An earlier version is as follows:
A white ship one saw, small like a butterfly,
upon the blue streams of the sea with
wings like stars.
The sea was loud with surf, with waves
crowned with flowers. The ship shone with
golden lights.
The wind rushed with noise like leaves of forests,
the rocks lay white shining in the silver moon.

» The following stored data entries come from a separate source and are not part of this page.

PR #10787, opened 2019-01-03
feat(gatsby): extend core theming composition API to be recursive

ChristopherBiscardi:
## Description

Getting this up to reference from other PRs as ongoing work.

* extend the core theming composition API to be recursive, meaning themes can have parents and children.
* add theming to the redux store for usage in plugins like component shadowing
* [ ] update component shadowing for multiple themes

Related examples PR, showing the usage of the additions: https://github.com/ChristopherBiscardi/gatsby-theme-examples/pull/13

### DIFF
--- a/packages/gatsby/src/bootstrap/load-themes/index.js
+++ b/packages/gatsby/src/bootstrap/load-themes/index.js
@@ -1,0 +1,71 @@
+const path = require("path")
+const mergeGatsbyConfig = require(`../../utils/merge-gatsby-config`)
+const Promise = require(`bluebird`)
+const _ = require("lodash")
+const debug = require("debug")("gatsby:load-themes")
+const preferDefault = require(`../prefer-default`)
+const getConfigFile = require(`../get-config-file`)
+
+const resolveTheme = async themeSpec => {
+  const themeName = themeSpec.resolve || themeSpec
+  const themeConfig = themeSpec.options || {}
+  const themeDir = path.dirname(require.resolve(themeName))
+  const theme = await preferDefault(getConfigFile(themeDir, `gatsby-config`))
+  // if theme is a function, call it with the themeConfig
+  let themeConfigObj = theme
+  if (_.isFunction(theme)) {
+    themeConfigObj = theme(themeSpec.options || {})
+  }
+  return { themeName, themeConfigObj, themeSpec }
+}
+
+// single iteration of a recursive function that resolve parent themes
+const processTheme = ({ themeName, themeConfigObj, themeSpec }) => {
+  // gatsby themes don't have to specify a gatsby-config.js (they might only use gatsby-node, etc)
+  if (themeConfigObj && themeConfigObj.__experimentalThemes) {
+    return Promise.mapSeries(
+      themeConfigObj.__experimentalThemes,
+      async spec => {
+        const themeObj = await resolveTheme(spec)
+        return processTheme(themeObj)
+      }
+    ).then(arr => {
+      console.log(arr)
+      return arr.concat([{ themeName, themeConfigObj, themeSpec }])
+    })
+  } else {
+    return [{ themeName, themeConfigObj, themeSpec }]
+  }
+}
+
+module.exports = async config => {
+  let themes = []
+  return await Promise.mapSeries(
+    config.__experimentalThemes,
+    async themeSpec => {
+      const themeObj = await resolveTheme(themeSpec)
+      return processTheme(themeObj)
+    }
+  )
+    .then(arr => {
+      const flatThemes = _.flattenDeep(arr)
+      debug(flatThemes)
+      themes = flatThemes
+      return flatThemes
+    })
+    .mapSeries(({ themeName, themeConfigObj = {}, themeSpec }) => {
+      return {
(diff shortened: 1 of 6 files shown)


ChristopherBiscardi:
Tagging @jbolda @DSchau for visibility since your recent PRs have been theme related.

packages/gatsby/src/redux/reducers/index.js
```diff
@@ -41,4 +41,5 @@ module.exports = {
   babelrc: require(`./babelrc`),
   jsonDataPaths: require(`./json-data-paths`),
   thirdPartySchemas: require(`./thirdPartySchemas`),
+  themes: require(`./themes`),
```
DSchau: This would definitely solve (one of) the issues I was running into in #10786. If there's a JSON structure I can use that contains the known path to themes--that's all I need!

Still want to think about whether it might make sense to offer some mechanism _outside_ of themes (e.g. thinking like a custom component that uses StaticQuery or something), but that's not as crucial and could be a little fringe-y.

packages/gatsby/src/internal-plugins/webpack-theme-component-shadowing/gatsby-node.js
```diff
@@ -4,14 +4,14 @@ exports.onCreateWebpackConfig = (
   { store, stage, getConfig, rules, loaders, actions },
   pluginOptions
 ) => {
-  const { config, program } = store.getState()
+  const { program, themes } = store.getState()
 
-  if (config.__experimentalThemes) {
+  if (themes) {
```
DSchau: Themes will actually be defined here, even if it's not used right? I think we want:

```suggestion
   if (themes.themes) {
```

packages/gatsby/src/bootstrap/load-themes/index.js
```diff
@@ -0,0 +1,68 @@
...
+      }
+    ).then(arr => arr.concat([{ themeName, themeConfigObj, themeSpec }]))
+  } else {
+    return [{ themeName, themeConfigObj, themeSpec }]
+  }
+}
+
+module.exports = async config => {
+  let themes = []
+  return await Promise.mapSeries(
```
DSchau: Maybe tweak this to be consecutive await calls?

e.g. I _think_ this is the same effect:

```js
module.exports = async config => {
  const themes = await Promise.mapSeries(
    config.__experimentalThemes,
    async themeSpec => {
      const themeObj = await resolveTheme(themeSpec)
      return processTheme(themeObj)
    }
  )
    .then(arr => {
      const flatThemes = _.flattenDeep(arr)
      debug(flatThemes)
      return flatThemes
    })

  return themes
    .mapSeries(({ themeName, themeConfigObj = {}, themeSpec }) => {
      return {
        ...themeConfigObj,
        plugins: [
          ...(themeConfigObj.plugins || []),
          // theme plugin is last so it's gatsby-node, etc can override it's declared plugins, like a normal site.
          { resolve: themeName, options: themeSpec.options || {} },
        ],
      }
    })
    .reduce(mergeGatsbyConfig, {})
    .then(newConfig => ({
      config: mergeGatsbyConfig(newConfig, config),
      themes,
    }))
}
```

ChristopherBiscardi: I definitely intend to clean this part of the code up. I need to add a bunch of comments too before this gets merged.

ChristopherBiscardi:
@DSchau eep ok, thanks for the heads up. I usually rebase instead of merging master in for my personal workflow.

packages/gatsby/src/redux/reducers/index.js
jbolda: A thought coming off of #10739: I had mentioned I believed that themes shouldn't need to supply a gatsby-config.js. I am going to walk back on that a bit. What if we consider the recursive composability of configs and the component shadowing as two separate pieces. Really, the configs could be useful within plugins as well (and I think you were coming to this as well @DSchau ). The component shadowing really seems to be specifically theme based.

Presuming themes will move into the main plugins array, we need to be able to identify them somehow. What if a theme needs to declare itself as a theme within the config (effectively requiring a config for themes)? Essentially it would be opting into the component shadowing as config composability is could be used by any plugin.

Thoughts?

ChristopherBiscardi: Mostly I think this conversation (What are the differences between themes and plugins and should they be defined in the same array) is best left to the time at which we start considering "Themes 1.0". There's plenty that will happen between now and then and IMO it's too early to optimize this. I'm intentionally kicking that conversation down the road as I believe there will be *more* functionality added to themes. It's far easier to later merge them into the same array if it turns out that's the right path than it is to split them up after we've merged them (which could result in more community turmoil and a longer deprecation process).

ChristopherBiscardi:
This is *functionally* complete. 

I want to do the following before merging:

- [ ] Deal with formatting/lint/etc
- [ ] Comment code and generally make it "easier to understand" for future people

ChristopherBiscardi:
@DSchau happy to write up and PR an e2e test. Where's the best place to look for other examples I can copy?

As a corpse into the grave the moon went down
in the West; the East raised black shadows out of
Hell. The vault of heaven sagged upon the
tops of the hills.
The white ship lay upon the rocks; amid red
skies the Sun with wet eyes dropped tears of
mist, upon the last beaches after the last night
in the last rays of light - after the last night
upon the shining shore.
Kildo kirya ninqe
pinilya wilwarindon
veasse lunelinqe
talainen tinwelindon.
Vean falastanero
lotefalmarinen,
kirya kalliere
kulukalmalinen.
Suru laustanero
taurelasselindon;
ondolin ninqaneron
Silmerano tindon.
Kaivo i sapsanta
Rana numetar,
mandulomi anta
mori Ambalar;
telumen tollanta
naiko lunganar.
Kaire laiqa'ondoisen
kirya; karnevaite
uri kilde hisen
nie nienaite,
ailissen oilimaisen
ala fuin oilimaite,
alkarissen oilimain;
ala fuin oilimaite
ailinisse alkarain.
The Little House of Lost Play, Mar Vanwa Tyalieva
From The Book of Lost Tales 1
We knew that land once, You and I.
and once we wandered there
in the long days now long gone by,
a dark child and a fair.
Was it on the paths of firelight thought
in winter cold and white,
or in the blue-spun twilit hours
of little early tucked-up beds
in drowsy summer night,
that you and I in Sleep went down
to meet each other there,
your dark hair on your white nightgown
and mine was tangled fair?
We wandered shyly hand in hand,
small footprints in the golden sand,
and gathered pearls and shells in pails,
while all about the nightingales
were singing in the trees.
We dug for silver with our spades,
and caught the sparkle of the seas,
then ran ashore to greenlit glades,
and found the warm and winding lane
that now we cannot find again,
between tall whispering trees.
The air was neither night nor day,
an ever-eve of gloaming light,
when first there glimmered into sight
the Little House of Play.
New-built it was, yet very old,
white, and thatched with straws of gold,
and pierced with peeping lattices
that looked toward the sea;
and our own children's garden-plots
were there: our own forgetmenots,
red daisies, cress and mustard,
and radishes for tea.
There all the borders, trimmed with box,
were filled with favourite flowers, with phlox,
with lupins, pinks, and hollyhocks,
beneath a red may-tree;
and all the gardens full of folk
that their own little language spoke,
but not to You and Me.
For some had silver watering-cans
and watered all their gowns,
or sprayed each other; some laid plans
to build their houses, little towns
and dwellings in the trees
And some were clambering on the roof;
some crooning lonely and aloof;
some dancing round the fairy-rings
all garlanded in daisy-strings,
while some upon their knees
before a little white-robed king
crowned with marigold would sing
their rhymes of long ago.
But side by side a little pair
with heads together, mingled hair,
were walking to and fro
still hand in hand; and what they said,
ere Waking far apart them led,
that only we now know.
Nieninque
(From The Monsters and the Critics and Other Essays
Norolinde pirukendea
elle tande Nielikkilis,
tanya wende nieninqea
yar i vilya anta miqilis.
I oromandin eller tande
ar wingildin wilwarindeen,
losselie telerinwa,
talin paptalasselindeen.
Tripping lightly, whirling lightly,
thither came little Niele,
that maiden like a snowdrop (Nieninqe),
to whom the air gives kisses.
The wood-spirits came thither,
and the foam-fays like butterflies,
the white people of the shores of Elfland,
with feet like the music of falling leaves.